Provided data -
==========
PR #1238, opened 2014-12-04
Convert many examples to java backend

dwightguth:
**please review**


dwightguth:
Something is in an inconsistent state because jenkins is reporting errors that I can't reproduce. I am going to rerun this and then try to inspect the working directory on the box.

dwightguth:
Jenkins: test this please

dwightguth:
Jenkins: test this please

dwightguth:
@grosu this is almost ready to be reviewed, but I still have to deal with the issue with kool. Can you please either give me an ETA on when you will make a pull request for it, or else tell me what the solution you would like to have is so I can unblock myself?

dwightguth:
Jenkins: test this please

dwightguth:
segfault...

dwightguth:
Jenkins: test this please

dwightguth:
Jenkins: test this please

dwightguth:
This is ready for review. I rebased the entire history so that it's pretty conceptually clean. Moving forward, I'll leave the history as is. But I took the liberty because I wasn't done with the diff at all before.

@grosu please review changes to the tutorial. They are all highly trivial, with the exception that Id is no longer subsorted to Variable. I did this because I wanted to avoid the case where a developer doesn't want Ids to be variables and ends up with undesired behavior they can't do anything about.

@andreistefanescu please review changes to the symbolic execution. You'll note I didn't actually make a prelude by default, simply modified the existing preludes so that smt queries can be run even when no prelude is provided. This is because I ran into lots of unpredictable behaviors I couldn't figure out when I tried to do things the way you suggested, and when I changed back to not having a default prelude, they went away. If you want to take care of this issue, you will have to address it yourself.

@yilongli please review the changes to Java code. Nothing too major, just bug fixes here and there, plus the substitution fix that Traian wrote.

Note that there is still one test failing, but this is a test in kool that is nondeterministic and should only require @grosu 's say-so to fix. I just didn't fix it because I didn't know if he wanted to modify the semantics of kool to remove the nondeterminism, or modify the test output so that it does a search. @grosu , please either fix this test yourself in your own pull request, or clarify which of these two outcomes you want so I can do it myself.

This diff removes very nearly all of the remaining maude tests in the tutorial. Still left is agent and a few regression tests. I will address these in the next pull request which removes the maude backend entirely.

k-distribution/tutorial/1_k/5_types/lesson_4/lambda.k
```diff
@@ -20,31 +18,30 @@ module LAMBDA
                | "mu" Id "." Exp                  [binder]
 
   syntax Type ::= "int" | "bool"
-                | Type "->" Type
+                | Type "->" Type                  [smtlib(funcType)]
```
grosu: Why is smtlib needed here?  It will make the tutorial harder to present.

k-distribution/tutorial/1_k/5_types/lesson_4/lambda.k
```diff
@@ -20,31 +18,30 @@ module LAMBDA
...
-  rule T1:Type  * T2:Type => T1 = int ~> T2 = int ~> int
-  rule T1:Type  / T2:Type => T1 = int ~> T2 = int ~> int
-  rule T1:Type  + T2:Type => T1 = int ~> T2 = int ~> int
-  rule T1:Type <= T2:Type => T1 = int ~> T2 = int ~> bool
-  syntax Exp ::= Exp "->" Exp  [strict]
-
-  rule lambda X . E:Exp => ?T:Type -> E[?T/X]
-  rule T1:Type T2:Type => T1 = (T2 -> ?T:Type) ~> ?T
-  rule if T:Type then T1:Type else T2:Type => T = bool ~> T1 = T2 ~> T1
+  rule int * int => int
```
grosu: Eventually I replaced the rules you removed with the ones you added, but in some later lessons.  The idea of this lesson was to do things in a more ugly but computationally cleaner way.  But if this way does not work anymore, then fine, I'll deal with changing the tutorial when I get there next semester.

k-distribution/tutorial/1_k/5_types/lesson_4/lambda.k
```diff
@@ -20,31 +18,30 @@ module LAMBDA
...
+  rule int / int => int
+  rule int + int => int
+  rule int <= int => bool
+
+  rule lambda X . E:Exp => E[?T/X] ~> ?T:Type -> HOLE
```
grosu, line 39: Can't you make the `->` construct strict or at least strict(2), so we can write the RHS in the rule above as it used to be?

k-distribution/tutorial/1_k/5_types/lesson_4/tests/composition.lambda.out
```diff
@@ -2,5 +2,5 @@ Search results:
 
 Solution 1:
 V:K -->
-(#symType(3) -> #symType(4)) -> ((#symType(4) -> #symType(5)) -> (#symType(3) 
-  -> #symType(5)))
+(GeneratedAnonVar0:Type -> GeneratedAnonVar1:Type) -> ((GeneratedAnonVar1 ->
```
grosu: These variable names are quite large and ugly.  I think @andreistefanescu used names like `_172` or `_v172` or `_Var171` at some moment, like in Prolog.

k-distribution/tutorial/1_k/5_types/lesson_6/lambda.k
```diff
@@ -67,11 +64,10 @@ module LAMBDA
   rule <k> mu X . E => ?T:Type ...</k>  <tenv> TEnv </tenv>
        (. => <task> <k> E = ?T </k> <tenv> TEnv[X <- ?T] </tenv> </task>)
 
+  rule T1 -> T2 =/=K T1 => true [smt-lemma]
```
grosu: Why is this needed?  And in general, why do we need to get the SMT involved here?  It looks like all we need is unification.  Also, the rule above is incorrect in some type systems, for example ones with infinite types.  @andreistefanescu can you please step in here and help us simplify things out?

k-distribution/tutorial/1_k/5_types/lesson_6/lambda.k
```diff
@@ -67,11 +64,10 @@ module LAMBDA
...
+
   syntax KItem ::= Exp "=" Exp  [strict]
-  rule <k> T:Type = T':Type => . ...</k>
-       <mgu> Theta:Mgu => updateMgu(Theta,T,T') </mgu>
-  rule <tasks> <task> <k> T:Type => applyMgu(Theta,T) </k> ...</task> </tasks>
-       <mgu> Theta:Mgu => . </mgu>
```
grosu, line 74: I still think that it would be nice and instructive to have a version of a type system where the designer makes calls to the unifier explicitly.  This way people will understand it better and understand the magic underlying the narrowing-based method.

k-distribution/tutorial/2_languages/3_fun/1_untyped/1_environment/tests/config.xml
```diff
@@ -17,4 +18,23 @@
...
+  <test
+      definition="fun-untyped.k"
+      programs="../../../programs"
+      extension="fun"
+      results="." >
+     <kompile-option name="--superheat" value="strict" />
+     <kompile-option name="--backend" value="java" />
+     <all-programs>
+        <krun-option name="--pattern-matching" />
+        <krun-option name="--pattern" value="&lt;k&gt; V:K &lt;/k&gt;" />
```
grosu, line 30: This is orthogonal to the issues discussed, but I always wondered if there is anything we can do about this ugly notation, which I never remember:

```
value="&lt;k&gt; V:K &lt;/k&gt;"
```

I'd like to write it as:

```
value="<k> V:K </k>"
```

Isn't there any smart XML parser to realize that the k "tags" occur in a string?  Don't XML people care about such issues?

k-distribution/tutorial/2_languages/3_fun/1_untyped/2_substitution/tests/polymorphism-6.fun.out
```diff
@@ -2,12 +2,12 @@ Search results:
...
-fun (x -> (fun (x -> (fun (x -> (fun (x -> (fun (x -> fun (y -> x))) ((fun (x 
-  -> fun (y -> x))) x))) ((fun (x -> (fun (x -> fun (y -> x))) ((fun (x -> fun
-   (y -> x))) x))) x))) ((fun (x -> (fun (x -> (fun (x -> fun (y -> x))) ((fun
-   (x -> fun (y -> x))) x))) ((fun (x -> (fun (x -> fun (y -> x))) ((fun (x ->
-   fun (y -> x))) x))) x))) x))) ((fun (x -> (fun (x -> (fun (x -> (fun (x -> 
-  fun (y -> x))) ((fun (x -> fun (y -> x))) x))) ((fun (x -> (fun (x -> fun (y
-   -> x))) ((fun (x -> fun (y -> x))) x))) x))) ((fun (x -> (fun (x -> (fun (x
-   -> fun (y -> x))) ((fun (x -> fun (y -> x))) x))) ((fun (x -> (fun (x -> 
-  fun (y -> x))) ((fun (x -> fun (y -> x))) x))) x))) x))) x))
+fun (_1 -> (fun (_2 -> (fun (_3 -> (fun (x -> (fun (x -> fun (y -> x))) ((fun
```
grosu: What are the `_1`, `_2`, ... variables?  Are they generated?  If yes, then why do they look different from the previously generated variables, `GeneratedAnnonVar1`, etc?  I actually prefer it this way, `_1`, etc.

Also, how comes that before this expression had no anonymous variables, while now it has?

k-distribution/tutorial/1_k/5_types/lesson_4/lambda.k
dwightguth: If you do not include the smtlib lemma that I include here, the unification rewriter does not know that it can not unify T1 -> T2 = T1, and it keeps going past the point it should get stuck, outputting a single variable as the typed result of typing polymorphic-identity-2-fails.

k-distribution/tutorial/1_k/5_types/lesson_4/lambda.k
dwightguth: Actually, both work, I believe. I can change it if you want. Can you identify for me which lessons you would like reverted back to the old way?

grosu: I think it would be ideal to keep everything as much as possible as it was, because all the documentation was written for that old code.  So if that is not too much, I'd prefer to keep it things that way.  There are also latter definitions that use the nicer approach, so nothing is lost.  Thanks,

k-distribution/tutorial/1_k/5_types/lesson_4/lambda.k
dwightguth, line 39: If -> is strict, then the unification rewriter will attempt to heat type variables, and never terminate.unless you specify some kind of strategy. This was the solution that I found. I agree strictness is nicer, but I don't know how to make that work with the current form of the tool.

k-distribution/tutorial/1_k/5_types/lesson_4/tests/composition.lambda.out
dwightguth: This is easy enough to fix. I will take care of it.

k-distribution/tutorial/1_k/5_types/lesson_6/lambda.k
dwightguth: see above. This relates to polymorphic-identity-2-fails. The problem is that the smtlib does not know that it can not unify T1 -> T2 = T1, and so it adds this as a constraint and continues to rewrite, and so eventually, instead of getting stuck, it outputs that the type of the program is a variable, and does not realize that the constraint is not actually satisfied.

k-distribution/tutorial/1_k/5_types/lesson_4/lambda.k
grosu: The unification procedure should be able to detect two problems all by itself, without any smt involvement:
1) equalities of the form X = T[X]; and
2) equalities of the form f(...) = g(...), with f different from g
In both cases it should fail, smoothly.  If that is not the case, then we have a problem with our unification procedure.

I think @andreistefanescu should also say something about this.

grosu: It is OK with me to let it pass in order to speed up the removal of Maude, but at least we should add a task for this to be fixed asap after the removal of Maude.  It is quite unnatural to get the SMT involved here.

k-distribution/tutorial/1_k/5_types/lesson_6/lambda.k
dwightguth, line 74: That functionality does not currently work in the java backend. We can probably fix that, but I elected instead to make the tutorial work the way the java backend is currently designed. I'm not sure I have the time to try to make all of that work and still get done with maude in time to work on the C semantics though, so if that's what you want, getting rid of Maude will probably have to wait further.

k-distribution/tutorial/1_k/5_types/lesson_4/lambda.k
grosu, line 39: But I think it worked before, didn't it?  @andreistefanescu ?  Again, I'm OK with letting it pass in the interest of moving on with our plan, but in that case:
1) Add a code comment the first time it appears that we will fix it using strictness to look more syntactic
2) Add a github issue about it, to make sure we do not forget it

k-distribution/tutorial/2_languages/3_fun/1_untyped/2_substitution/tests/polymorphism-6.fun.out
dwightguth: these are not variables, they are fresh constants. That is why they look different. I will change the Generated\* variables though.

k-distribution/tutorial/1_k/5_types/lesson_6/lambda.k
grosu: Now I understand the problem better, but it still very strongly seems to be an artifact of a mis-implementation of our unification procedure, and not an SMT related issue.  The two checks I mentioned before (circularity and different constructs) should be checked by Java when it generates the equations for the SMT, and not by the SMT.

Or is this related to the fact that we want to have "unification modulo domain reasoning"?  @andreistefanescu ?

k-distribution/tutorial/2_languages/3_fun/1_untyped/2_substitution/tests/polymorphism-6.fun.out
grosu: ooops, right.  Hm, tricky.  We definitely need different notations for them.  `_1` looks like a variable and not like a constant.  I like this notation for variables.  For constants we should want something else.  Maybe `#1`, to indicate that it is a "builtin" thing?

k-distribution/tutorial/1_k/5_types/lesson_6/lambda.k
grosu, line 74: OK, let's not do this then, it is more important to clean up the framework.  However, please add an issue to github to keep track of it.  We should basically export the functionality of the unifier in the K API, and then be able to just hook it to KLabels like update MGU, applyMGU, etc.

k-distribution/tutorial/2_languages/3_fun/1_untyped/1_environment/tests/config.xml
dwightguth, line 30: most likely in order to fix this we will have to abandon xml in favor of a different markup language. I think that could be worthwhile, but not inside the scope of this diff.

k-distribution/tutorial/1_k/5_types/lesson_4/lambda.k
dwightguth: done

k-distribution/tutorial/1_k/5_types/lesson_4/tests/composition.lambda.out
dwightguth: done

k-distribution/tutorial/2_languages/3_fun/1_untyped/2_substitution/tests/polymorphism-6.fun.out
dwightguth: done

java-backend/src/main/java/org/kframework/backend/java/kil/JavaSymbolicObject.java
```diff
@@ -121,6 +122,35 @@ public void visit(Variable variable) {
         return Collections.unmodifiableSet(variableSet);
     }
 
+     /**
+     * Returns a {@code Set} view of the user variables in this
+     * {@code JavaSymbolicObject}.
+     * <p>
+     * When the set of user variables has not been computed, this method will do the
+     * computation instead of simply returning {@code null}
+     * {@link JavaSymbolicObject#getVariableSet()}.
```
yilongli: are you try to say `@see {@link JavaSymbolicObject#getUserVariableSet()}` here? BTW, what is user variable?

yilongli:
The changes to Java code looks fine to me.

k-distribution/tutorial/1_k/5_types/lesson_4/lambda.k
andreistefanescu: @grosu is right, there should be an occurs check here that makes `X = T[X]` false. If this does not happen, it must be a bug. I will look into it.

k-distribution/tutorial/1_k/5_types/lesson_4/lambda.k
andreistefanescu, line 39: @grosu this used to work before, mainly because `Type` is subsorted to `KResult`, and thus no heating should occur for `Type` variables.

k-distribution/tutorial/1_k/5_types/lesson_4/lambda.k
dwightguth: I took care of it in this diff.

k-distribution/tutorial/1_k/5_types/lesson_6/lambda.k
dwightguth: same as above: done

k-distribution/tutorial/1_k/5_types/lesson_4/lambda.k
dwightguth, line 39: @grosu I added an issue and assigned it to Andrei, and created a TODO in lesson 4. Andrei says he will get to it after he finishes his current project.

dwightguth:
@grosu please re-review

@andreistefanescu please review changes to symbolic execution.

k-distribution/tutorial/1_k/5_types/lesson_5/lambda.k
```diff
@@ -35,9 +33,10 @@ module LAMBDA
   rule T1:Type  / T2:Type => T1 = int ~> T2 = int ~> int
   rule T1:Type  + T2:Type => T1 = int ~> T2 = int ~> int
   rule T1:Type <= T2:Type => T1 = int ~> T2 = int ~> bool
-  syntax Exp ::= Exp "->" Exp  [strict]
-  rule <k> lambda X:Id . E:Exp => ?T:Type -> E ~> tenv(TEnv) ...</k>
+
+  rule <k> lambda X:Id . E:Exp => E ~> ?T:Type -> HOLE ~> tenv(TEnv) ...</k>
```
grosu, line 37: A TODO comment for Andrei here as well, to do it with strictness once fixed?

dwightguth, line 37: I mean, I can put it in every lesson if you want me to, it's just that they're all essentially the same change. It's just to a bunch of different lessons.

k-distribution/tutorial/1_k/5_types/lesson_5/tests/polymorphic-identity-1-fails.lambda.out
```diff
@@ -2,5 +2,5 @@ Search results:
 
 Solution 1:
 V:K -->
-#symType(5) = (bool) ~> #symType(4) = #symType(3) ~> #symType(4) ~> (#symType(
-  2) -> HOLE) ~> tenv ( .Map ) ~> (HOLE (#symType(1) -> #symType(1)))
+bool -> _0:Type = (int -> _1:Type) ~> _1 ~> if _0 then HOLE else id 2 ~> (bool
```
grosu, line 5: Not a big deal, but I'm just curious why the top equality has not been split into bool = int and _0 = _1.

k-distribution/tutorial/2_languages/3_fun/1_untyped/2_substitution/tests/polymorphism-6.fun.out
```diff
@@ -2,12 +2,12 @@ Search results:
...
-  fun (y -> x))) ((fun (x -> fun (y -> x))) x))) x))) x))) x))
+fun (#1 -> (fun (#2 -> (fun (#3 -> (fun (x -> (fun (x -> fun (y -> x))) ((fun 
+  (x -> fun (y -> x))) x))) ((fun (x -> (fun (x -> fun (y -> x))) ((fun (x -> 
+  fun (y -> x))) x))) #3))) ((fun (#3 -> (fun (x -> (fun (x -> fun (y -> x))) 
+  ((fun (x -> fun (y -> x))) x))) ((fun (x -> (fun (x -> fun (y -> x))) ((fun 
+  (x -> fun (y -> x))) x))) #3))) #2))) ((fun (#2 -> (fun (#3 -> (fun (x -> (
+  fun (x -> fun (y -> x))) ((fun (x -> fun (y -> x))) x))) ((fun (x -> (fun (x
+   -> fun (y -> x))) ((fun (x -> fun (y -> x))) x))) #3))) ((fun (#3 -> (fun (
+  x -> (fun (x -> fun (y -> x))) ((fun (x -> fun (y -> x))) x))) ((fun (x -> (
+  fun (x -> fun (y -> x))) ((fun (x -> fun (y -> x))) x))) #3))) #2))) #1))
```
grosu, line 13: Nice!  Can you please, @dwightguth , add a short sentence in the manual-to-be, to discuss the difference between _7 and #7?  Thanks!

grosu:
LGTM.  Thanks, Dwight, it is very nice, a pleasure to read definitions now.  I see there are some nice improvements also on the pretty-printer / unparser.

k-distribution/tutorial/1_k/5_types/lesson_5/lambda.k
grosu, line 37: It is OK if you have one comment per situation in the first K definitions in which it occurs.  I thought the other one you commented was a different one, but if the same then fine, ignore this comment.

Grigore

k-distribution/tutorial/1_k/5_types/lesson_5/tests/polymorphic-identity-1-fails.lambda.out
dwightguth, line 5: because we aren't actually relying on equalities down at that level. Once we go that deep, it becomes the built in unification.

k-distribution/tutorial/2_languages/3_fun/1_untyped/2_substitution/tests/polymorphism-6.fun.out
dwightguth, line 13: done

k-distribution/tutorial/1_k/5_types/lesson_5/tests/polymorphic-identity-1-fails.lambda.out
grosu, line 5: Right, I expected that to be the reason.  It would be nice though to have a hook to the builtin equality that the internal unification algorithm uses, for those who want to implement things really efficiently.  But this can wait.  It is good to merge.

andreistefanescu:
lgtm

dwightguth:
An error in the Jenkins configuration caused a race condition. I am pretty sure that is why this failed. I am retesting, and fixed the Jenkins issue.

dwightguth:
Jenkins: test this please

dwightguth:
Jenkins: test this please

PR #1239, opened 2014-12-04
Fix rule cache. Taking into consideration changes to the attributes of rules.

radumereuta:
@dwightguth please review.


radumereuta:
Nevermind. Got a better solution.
==========
Task instructions - If a line in the data above contains "link", return that line.

Answer -
+     * {@link JavaSymbolicObject#getVariableSet()}.
yilongli: are you try to say `@see {@link JavaSymbolicObject#getUserVariableSet()}` here? BTW, what is user variable?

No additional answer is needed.